Your goal
Print out every entry that follows, exactly as written.

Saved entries
PR #424, opened 2019-06-05
Update Chinese translation for android

hejiadong0608:
Thank you very much for #396 .


dingpengyu:
cc
@bear101

bear101:
Many thanks! I'll make sure it makes it to the TeamTalk v5.4 release

PR #425, opened 2019-06-05
Croatian and czech languages update

zstanecic:
Here are new translated czech and croatian files.
Czech files provided by Roberto Lombino.


bear101:
Thanks for the updates!

PR #428, opened 2019-06-09
Update Chinese translation for iOS client.

hejiadong0608:


bear101:
Thanks! That was quick :)

PR #429, opened 2019-06-09
czech and croatian translation updates

zstanecic:
Updated croatian and czecz translations.
For czech again thanks to Roberto Lombino.


bear101:
Thanks! Quick as well!

PR #433, opened 2019-06-26
little fix updated croatian, small fixes. 

zstanecic:
serbian translation added


bear101:
Thanks for the new translation. I'll include it in the next release.

PR #480, opened 2020-02-27
Android client: update Chinese translation

hejiadong0608:


bear101:
Thanks. Very quick :)

PR #481, opened 2020-03-09
Added new Brazilian Portuguese translations in TeamTalk Classic

DalisonCPU:


bear101:
Thanks for the update!

PR #482, opened 2020-03-13
Turkish translations

OzancanKaratas:


bear101:
Thanks for the corrections @OzancanKaratas

PR #488, opened 2020-04-13
Update french translation of classic client and add french translation to Android client

Oreonan:


Oreonan:
I will improve that and reopen à New pull request later

PR #501, opened 2020-04-21
Update Chinese translation for classic client

hejiadong0608:


bear101:
Thanks! Many merge commits :)

PR #516, opened 2020-05-19
Updated spanish translation for Classic client

jmdaweb:
Updated spanish translation for classic client using the provided translation tool on bearware.dk website.


bear101:
Wow! A lot of new items. Thanks!

PR #570, opened 2020-06-30
Display specific message when streaming media file to channel

Oreonan:


Oreonan:
Better implementation to come little more later

PR #571, opened 2020-06-30
Writing change log in HTML format

Oreonan:


bear101:
I prefer Mark-Down to HTML. It's much easier to edit.

PR #572, opened 2020-07-01
Readonly history on QT

Oreonan:


bear101:
If I remember correctly read-only disables the cursor which is quite convenient.

Oreonan:
I have not seen this behavior. According to my tests the cursor is 
active. Tests performed in the private message history area.

bear101:
On macOS there's no cursor if text field is readonly. This means you cannot use keyboard for text selection.

PR #575, opened 2020-07-03
Brazilian Portuguese translations

DalisonCPU:
PT language for ITeamTalk has also been added


bear101:
Wow! Thanks for iOS translation @DalisonCPU

PR #591, opened 2020-07-11
Modify shortcuts

Oreonan:
-To increase user's voice volume : is now ctrl+right instead of ctrl+alt+right
-To decrease user's voice volume: is now ctrl+left instead of ctrl+alt+left
-Reasons of this changes are:
 - In some keyboards, ctrl+alt+arrow keys modify display orientation
 - This uniformizing behavior with QT client


bear101:
Hm, yes, good idea. But we need to update all *.lng files with this change.

Oreonan:
Better changes avoiding all the problems are in the works. The QT part is ready, I'm working on the Classic. I will open a new PR very soon. CC @ bear101

PR #582, opened 2020-07-06
Changing behavior of displaying status

Oreonan:

PR #596, opened 2020-07-12
Update french translation for QT

Oreonan:


bear101:
I've pushed out a new release: https://bearware.dk/?p=1073

Oreonan:
Thanks :)

You write: "The features that will go into TeamTalk v5.6 are now 
complete and it is now ready for testing.", but what about #582 and #591 ?

bear101:
I still need to investigate these. They can still go into the final release since they are still minor changes.

PR #606, opened 2020-07-23
Classic - Small changes on messages display behavior

Oreonan:


bear101:
With this change all messages in MessageDlg.cpp ends up on the same line. Also the space after nickname becomes formatted with an underscore. Unfortunately I didn't find an easy way of fixing it, so it will require a bit more investigate.

Oreonan:
@bear101 Normally I've fixed problem of messages in same line on f16442f, now we have a line return after all messages, like in chatrichedit.cpp.

PR #609, opened 2020-07-24
Define an accessible name to files list and add alt+f to directly go to files tab

Oreonan:


OzancanKaratas:
The channel list of classic client has been named as “Voice Activation Level”. Please fix it.

Oreonan:
Have you tested with latest beta 5.6.0.5004? And if yes, what is your 
language, here, with french translation, I've no problem.

OzancanKaratas:
Yes, I have the latest test version. Language is English.

Oreonan:
I've checked all files affected, and I've tested on my computer, label 
of channel list is "channel's list" in english.

I not understand your issue, maybe you can test with portable version 
and an empty xml?

OzancanKaratas:
I tested it by deleting the Lng_classic folder so that the language is processed by the source.

Oreonan:
OK, I've reproduced.

I'll try to fix it little more later, but it's a very strange bug.

Oreonan:
Normally fixed in #610

Client/qtTeamTalk/mainwindow.cpp
```diff
@@ -2348,9 +2349,13 @@ void MainWindow::updateChannelFiles(int channelid)
     ui.channelLabel->setText(tr("Files in channel: %1").arg(_Q(chanpath)));
 
     if(m_filesmodel->rowCount() == 0)
-        ui.tabWidget->setTabText(TAB_FILES, tr("Files"));
+        ui.tabWidget->setTabText(TAB_FILES, tr("&Files"));
+        ui.deleteButton->setVisible(false);
```
bear101, line 2353: Hm, does this compile? It doesn't look right

Oreonan:
Absolutly not :D, fixed in 682174a2

PR #610, opened 2020-07-25
Add some missing lines in rc

Oreonan:


Client/TeamTalkClassic/TeamTalk.rc
```diff
@@ -2209,6 +2209,8 @@ BEGIN
     ID_CHANNELS_STREAMMEDIAFILETOCHANNEL "Stream media file to channel"
     IDS_CHANHISTORYLAB "History"
     IDS_CHANMESSAGELAB "Message"
+    IDS_TREECTRLLAB            "Channels list"
```
bear101, line 2212: Shouldn't IDS_TREECTRLLAB use SetAccessibleName() like IDS_FILESLISTLAB does?

bear101: Ah, it does. Sorry...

Expected answer
PR #424, opened 2019-06-05
Update Chinese translation for android

hejiadong0608:
Thank you very much for #396 .


dingpengyu:
cc
@bear101

bear101:
Many thanks! I'll make sure it makes it to the TeamTalk v5.4 release

PR #425, opened 2019-06-05
Croatian and czech languages update

zstanecic:
Here are new translated czech and croatian files.
Czech files provided by Roberto Lombino.


bear101:
Thanks for the updates!

PR #428, opened 2019-06-09
Update Chinese translation for iOS client.

hejiadong0608:


bear101:
Thanks! That was quick :)

PR #429, opened 2019-06-09
czech and croatian translation updates

zstanecic:
Updated croatian and czecz translations.
For czech again thanks to Roberto Lombino.


bear101:
Thanks! Quick as well!

PR #433, opened 2019-06-26
little fix updated croatian, small fixes. 

zstanecic:
serbian translation added


bear101:
Thanks for the new translation. I'll include it in the next release.

PR #480, opened 2020-02-27
Android client: update Chinese translation

hejiadong0608:


bear101:
Thanks. Very quick :)

PR #481, opened 2020-03-09
Added new Brazilian Portuguese translations in TeamTalk Classic

DalisonCPU:


bear101:
Thanks for the update!

PR #482, opened 2020-03-13
Turkish translations

OzancanKaratas:


bear101:
Thanks for the corrections @OzancanKaratas

PR #488, opened 2020-04-13
Update french translation of classic client and add french translation to Android client

Oreonan:


Oreonan:
I will improve that and reopen à New pull request later

PR #501, opened 2020-04-21
Update Chinese translation for classic client

hejiadong0608:


bear101:
Thanks! Many merge commits :)

PR #516, opened 2020-05-19
Updated spanish translation for Classic client

jmdaweb:
Updated spanish translation for classic client using the provided translation tool on bearware.dk website.


bear101:
Wow! A lot of new items. Thanks!

PR #570, opened 2020-06-30
Display specific message when streaming media file to channel

Oreonan:


Oreonan:
Better implementation to come little more later

PR #571, opened 2020-06-30
Writing change log in HTML format

Oreonan:


bear101:
I prefer Mark-Down to HTML. It's much easier to edit.

PR #572, opened 2020-07-01
Readonly history on QT

Oreonan:


bear101:
If I remember correctly read-only disables the cursor which is quite convenient.

Oreonan:
I have not seen this behavior. According to my tests the cursor is 
active. Tests performed in the private message history area.

bear101:
On macOS there's no cursor if text field is readonly. This means you cannot use keyboard for text selection.

PR #575, opened 2020-07-03
Brazilian Portuguese translations

DalisonCPU:
PT language for ITeamTalk has also been added


bear101:
Wow! Thanks for iOS translation @DalisonCPU

PR #591, opened 2020-07-11
Modify shortcuts

Oreonan:
-To increase user's voice volume : is now ctrl+right instead of ctrl+alt+right
-To decrease user's voice volume: is now ctrl+left instead of ctrl+alt+left
-Reasons of this changes are:
 - In some keyboards, ctrl+alt+arrow keys modify display orientation
 - This uniformizing behavior with QT client


bear101:
Hm, yes, good idea. But we need to update all *.lng files with this change.

Oreonan:
Better changes avoiding all the problems are in the works. The QT part is ready, I'm working on the Classic. I will open a new PR very soon. CC @ bear101

PR #582, opened 2020-07-06
Changing behavior of displaying status

Oreonan:

PR #596, opened 2020-07-12
Update french translation for QT

Oreonan:


bear101:
I've pushed out a new release: https://bearware.dk/?p=1073

Oreonan:
Thanks :)

You write: "The features that will go into TeamTalk v5.6 are now 
complete and it is now ready for testing.", but what about #582 and #591 ?

bear101:
I still need to investigate these. They can still go into the final release since they are still minor changes.

PR #606, opened 2020-07-23
Classic - Small changes on messages display behavior

Oreonan:


bear101:
With this change all messages in MessageDlg.cpp ends up on the same line. Also the space after nickname becomes formatted with an underscore. Unfortunately I didn't find an easy way of fixing it, so it will require a bit more investigate.

Oreonan:
@bear101 Normally I've fixed problem of messages in same line on f16442f, now we have a line return after all messages, like in chatrichedit.cpp.

PR #609, opened 2020-07-24
Define an accessible name to files list and add alt+f to directly go to files tab

Oreonan:


OzancanKaratas:
The channel list of classic client has been named as “Voice Activation Level”. Please fix it.

Oreonan:
Have you tested with latest beta 5.6.0.5004? And if yes, what is your 
language, here, with french translation, I've no problem.

OzancanKaratas:
Yes, I have the latest test version. Language is English.

Oreonan:
I've checked all files affected, and I've tested on my computer, label 
of channel list is "channel's list" in english.

I not understand your issue, maybe you can test with portable version 
and an empty xml?

OzancanKaratas:
I tested it by deleting the Lng_classic folder so that the language is processed by the source.

Oreonan:
OK, I've reproduced.

I'll try to fix it little more later, but it's a very strange bug.

Oreonan:
Normally fixed in #610

Client/qtTeamTalk/mainwindow.cpp
```diff
@@ -2348,9 +2349,13 @@ void MainWindow::updateChannelFiles(int channelid)
     ui.channelLabel->setText(tr("Files in channel: %1").arg(_Q(chanpath)));
 
     if(m_filesmodel->rowCount() == 0)
-        ui.tabWidget->setTabText(TAB_FILES, tr("Files"));
+        ui.tabWidget->setTabText(TAB_FILES, tr("&Files"));
+        ui.deleteButton->setVisible(false);
```
bear101, line 2353: Hm, does this compile? It doesn't look right

Oreonan:
Absolutly not :D, fixed in 682174a2

PR #610, opened 2020-07-25
Add some missing lines in rc

Oreonan:


Client/TeamTalkClassic/TeamTalk.rc
```diff
@@ -2209,6 +2209,8 @@ BEGIN
     ID_CHANNELS_STREAMMEDIAFILETOCHANNEL "Stream media file to channel"
     IDS_CHANHISTORYLAB "History"
     IDS_CHANMESSAGELAB "Message"
+    IDS_TREECTRLLAB            "Channels list"
```
bear101, line 2212: Shouldn't IDS_TREECTRLLAB use SetAccessibleName() like IDS_FILESLISTLAB does?

bear101: Ah, it does. Sorry...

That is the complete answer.